“景烯中了,而且还是解元。”
张氏一呆,回过神来说道:“我记得你说过景烯是十岁才启蒙的。不过八年不仅童试第一,现在连乡试又是第一,这也太不可思议了。”
清舒在信里说符景烯十岁拜师,结果张氏就理解成十岁开始读书识字。
林承志说道:“他的先生可是状元郎,且他又得了兰老太爷的指点。哪怕他启蒙得晚,可起点高啊。”
他找人打探过才知道兰老太爷不仅是帝师,更是文坛领袖,多少人想见他一面都见不到。符景烯却能跟着他学了一年,可想而知那是多大的福份。
张氏闻言说道:“文哥儿明年也六岁了,也该拜师了。”
她现在也明白过来县学的先生跟那些名扬天下的大儒相比,天差地别。
林承志明白他的意思:“所以我准备下个月去京城,等明年再回来。”
原本他是准备今年三月去京的,只是没成想在他动身前几天林老太爷病倒了。哪怕厌烦林老太爷,现在也不能让其出事。一来清舒跟如蝶都到出嫁的年岁,要丁忧三年,守孝完都成老姑娘了。另外林承钰要丁忧,那好不容易谋到的差事又泡汤了。
花了近百两银子才将林老太爷的病治好,如今也好吃好喝地供着。
“那翰采呢?”
林承志摇摇头说道:“他姓万不姓林,不该我们操心。”
若是万翰采考中了举人,去了京城倒算是可以请清舒帮忙介绍个好的书院。至于现在,还是算了。
看着张氏不忍心的样子,林承志说道:“你没发现清舒现在对我们冷淡了许多?前几年隔两三个月会给我写一封信,可今年清舒就端午前写了一封信给我,其他的信件都是乐文写的。”

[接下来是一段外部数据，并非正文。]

PR #1524, opened 2026-05-07
Remove minds_workspace_server (migrated to forever-claude-template)

gnguralnick:
## Summary

- Delete `apps/minds_workspace_server/` and `specs/minds-workspace-server/` — the source has been migrated into `forever-claude-template` at `apps/system_interface/` (companion PR: imbue-ai/forever-claude-template#48). The internal Python module path (`imbue.minds_workspace_server`), CLI binary name (`minds-workspace-server`), env vars, and class names are unchanged — only the on-disk directory and uv project name move.
- Drop the `--cov` flag from minds-workspace-server's previous test invocation in any places that referenced it; remove the Dockerfile.release.extras frontend block; retarget `apps/minds/scripts/propagate_changes` to the new path; update active docs/skill/audit-doc; add a historical note to 8 specs that referenced the old path; regenerate `uv.lock` to drop the workspace member.
- `imbue_common` ratchets: make `find_code_in_init_files` skip gitignored dirs (e.g. `.venv/`) so standalone-project layouts don't trip the ratchet on third-party `__init__.py` files. Same fix mirrored in the FCT companion PR's vendored copy.

## Test plan

- [x] `cd libs/imbue_common && uv run pytest -k 'init or ratchet'` — 80 passed
- [x] `just test-quick` (mngr quick suite) — passes (the two failures observed locally were a missing-binary host issue and an xdist flake, both unrelated to this diff)


joshalbrecht:
lgtm

PR #1525, opened 2026-05-07
minds: stop forward subprocess from pinning CPU after agent destroy

gnguralnick:
## Summary

The mngr_forward subprocess kept paramiko transport threads alive against torn-down agents because `SSHTunnelManager._reverse_tunnels` was never pruned: every 30 seconds the health-check loop re-handshook against ports that no longer existed, leaking a transport thread per attempt and eventually pinning a CPU.

This PR applies four independent fixes:

- **Fix 1 -- prompt teardown.** `SSHTunnelManager` exposes `remove_reverse_tunnels_for_agent` (and a host-keyed sibling) that drop the registry entries, clear backoff state, and close the underlying SSH client whenever its last tunnel goes away. `LatchkeyDestructionHandler` is wired into the new API so per-agent destroys release tunnel resources promptly. The `HostDestroyedEvent` path already fans out to per-agent destroys, so host destroys are covered transitively.
- **Fix 2 -- bounded retry.** The 30s health-check loop now tracks per-tunnel `consecutive_failures` and a monotonic `next_attempt_at`, retries with exponential backoff capped at 5 minutes, and drops the tunnel entirely after 10 straight failed repair attempts. A successful repair clears the backoff state.
- **Fix 3 -- terminate the relay loop on half-closed channels.** The bidirectional relay (`select.select` over a socket + paramiko Channel) used to fall through silently when paramiko marked the channel readable but `recv_ready()` was False -- the half-closed-channel case. The loop spun at ~1M iters/sec on each torn-down agent, which is what produced the ~130% CPU pin observed on `mngr forward`. The relay now detects `eof_received` / `closed` and returns. Regression test in `relay_test.py` uses a peer-closed Unix socket to simulate the EOF wakeup pattern.
- **Fix 4 -- single source of truth for the relay loop.** Both the desktop client's reverse-tunnel handler and `mngr forward`'s direct-tcpip path used near-identical `_relay_step` / `_relay_data` copies, which is exactly how Fix 3 had to be applied twice. Lifted into a new `libs/mngr_forward/imbue/mngr_forward/relay.py` module, imported by both call sites. Costs one new workspace dep edge (`apps/minds` → `imbue-mngr-forward`).

Each fix is exercised independently by `apps/minds/imbue/minds/desktop_client/test_ssh_tunnel_leak.py`, which spins up an in-process paramiko SSH server, sets up reverse tunnels through `SSHTunnelManager`, then closes the test servers and asserts the manager actually releases its connection state.

## Test plan

- [x] Acceptance tests in `test_ssh_tunnel_leak.py` cover Fix 1 + Fix 2 against a real paramiko transport.
- [x] `relay_test.py::test_relay_data_terminates_when_channel_has_received_eof` regression test for Fix 3.
- [x] Live verification on the FCT vendor stack: stopping an agent dropped `mngr forward` from 130-145% CPU (3 R-state relay threads at 44% each) to 31% (1 R-state thread, asyncio retry loop), confirming the relay-spin specifically.
- [x] Unit tests pass: 188/188 mngr_forward + 646/646 minds locally.
- [ ] CI: full offload run.


joshalbrecht:
lgtm except that I am skeptical of "Fix 2 -- bounded retry."

that should probably be removed, or at least uncapped--you want this to recover if you go offline and then come back online, not "give up forever". Just let it exponential backoff until it's at a ~5 min polling interval, and stay there forever

seems like that should work?

joshalbrecht:
FYI I'm updating this PR to address my comment (I want to redeploy a new mind with that fix)

joshalbrecht:
I merged it from here: https://github.com/imbue-ai/mngr/pull/1558

Merging this to main.

PR #1527, opened 2026-05-07
Fix events trailing

hynek-urban:
The combination of:

- result.stdout eating trailing newlines
- and our logic considering lines without a newline as "in-flight"

Resulted in the last event always getting "stuck" in the queue (until a new event came).

Originally observed in permission request scenarios (a permission request wouldn't show up until I'd ask the agent again). After this fix, permission requests work as expected.


joshalbrecht:
lgtm, but that's gross--that really just looks like a pyinfra bug

PR #1528, opened 2026-05-07
minds: set LATCHKEY_DISABLE_COUNTING=1 in workspaces

hynek-urban:
The host-side latchkey gateway already counts as one active user. The workspace-side latchkey CLIs run in client mode against that gateway, so leaving counting enabled there would double-count every agent as a separate user. Inject LATCHKEY_DISABLE_COUNTING=1 alongside the existing latchkey env wiring so the per-workspace daily ping is suppressed.


joshalbrecht:
lgtm

PR #1529, opened 2026-05-07
mngr_tmr: add CI workflow for TMR + integrator_branch event

qi-imbue:
## Summary

- New manually-dispatched GitHub Actions workflow (`.github/workflows/tmr.yml`) that runs `mngr tmr` against Modal, uploads the HTML report as a `tmr-report` artifact, and opens a draft PR for the integrator branch (`mngr-tmr/integrated-*`). Provider is hardcoded to `modal`; `test_paths`, `pytest_args`, and `agent_type` are exposed as inputs, with defaults reproducing the existing local invocation against `libs/mngr/imbue/mngr/e2e/test_basic.py -m release` with `--agent-type yolo`.
- New `integrator_branch` event on the `mngr tmr` structured stdout stream (in `--output-format jsonl`/`json`), so the workflow can detect the branch via `jq` instead of parsing human-formatted output.
- `_print_run_commands` and the reintegrate path's status messages are now gated on HUMAN output mode, keeping the JSONL stream pure structured events.

## Notes

- The `yolo` agent type lives in user-scope mngr config and is not in the repo, so the workflow synthesizes it inline via `-S 'agent_types.yolo.parent_type=\"claude\"' -S 'agent_types.yolo.cli_args=[\"--dangerously-skip-permissions\"]'`. Without `--dangerously-skip-permissions`, agents would hang on per-tool permission prompts.
- PRs created by `GITHUB_TOKEN` do not trigger downstream workflows (GitHub recursion guard); `ci.yml` will not run on the autogenerated PR until someone closes/reopens it or pushes a commit.
- Required secrets/variables (`MODAL_TOKEN_ID`, `MODAL_TOKEN_SECRET`, `ANTHROPIC_API_KEY`) are already configured for the rest of `ci.yml`; nothing new needs adding.

## Test plan

- [ ] Trigger the workflow via Actions → TMR → Run workflow with the default inputs and confirm:
  - [ ] `tmr-report` artifact is uploaded and contains `index.html` plus `events.jsonl`.
  - [ ] A draft PR is opened against `main` with `mngr-tmr/integrated-*` as the head branch.
- [ ] `just test-offload` passes in CI (covers the cli changes including the four new `_emit_integrator_branch` unit tests).

### DIFF
--- a/.github/workflows/tmr.yml
+++ b/.github/workflows/tmr.yml
@@ -1,0 +1,107 @@
+name: TMR
+
+on:
+  workflow_dispatch:
+    inputs:
+      test_paths:
+        description: "Test paths (space-separated, passed as positional args before --)"
+        required: true
+        default: "libs/mngr/imbue/mngr/e2e/test_basic.py"
+      pytest_args:
+        description: "Pytest args after `--` (must be valid bash; quote values containing spaces, e.g. `-m \"foo and bar\"`)"
+        required: true
+        default: "-m release"
+      agent_type:
+        description: "Agent type (e.g. yolo, claude)"
+        required: true
+        default: "yolo"
+
+jobs:
+  tmr:
+    runs-on: ubuntu-latest
+    timeout-minutes: 240
+    permissions:
+      contents: write
+      pull-requests: write
+    env:
+      MODAL_TOKEN_ID: ${{ vars.MODAL_TOKEN_ID }}
+      MODAL_TOKEN_SECRET: ${{ secrets.MODAL_TOKEN_SECRET }}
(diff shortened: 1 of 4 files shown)


.github/workflows/tmr.yml
```diff
@@ -0,0 +1,107 @@
...
+
+      - name: Configure git identity
+        run: |
+          git config user.email "dev@imbue.com"
+          git config user.name "imbue-dev"
+
+      - name: Run TMR orchestrator
+        run: |
+          mkdir -p tmr-report
+          # The "yolo" agent type is normally defined in the user's personal
```
qi-imbue, line 61: I'd like to use the `modal` template but the Dockerfile is currently broken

张氏脸色一变:“当家的,你的意思是因为如蝶的事清舒对我们有所不满?”
林承志说道:“隔得远不能经常往来关系本来就有些生疏了,如蝶又闹了那么一出换谁心里都不舒坦。”
张氏此事后悔不已。若因为这事让清舒心存不满从而连乐文都不管,那就是捡了芝麻丢了西瓜。
女儿固然疼爱,但在张氏心中最重要的还是儿子。
事实上,林承志跟张氏都多想了。清舒之所以没写信不是心存不满,而是没话可说。学堂内的事没必要说,符景烯跟顾娴的事也不好跟他说。
这人傍晚,来喜将六个卤肉铺上个月的账本交给清舒核算。
经了上次的教训,加上清舒对手下也比以前严厉了,来喜如今老实得很。
清舒叫了安安过来说道:“你今年也十三了,也学会如何打理铺子跟田产了。”
虽然安安帮着管家,但她基本都是按照旧例并不需要费太多的功夫。
安安说道:“姐,我不是做生意的料也对这个不感兴趣。你们给我置办的两个铺子我以后就租出去收租金。”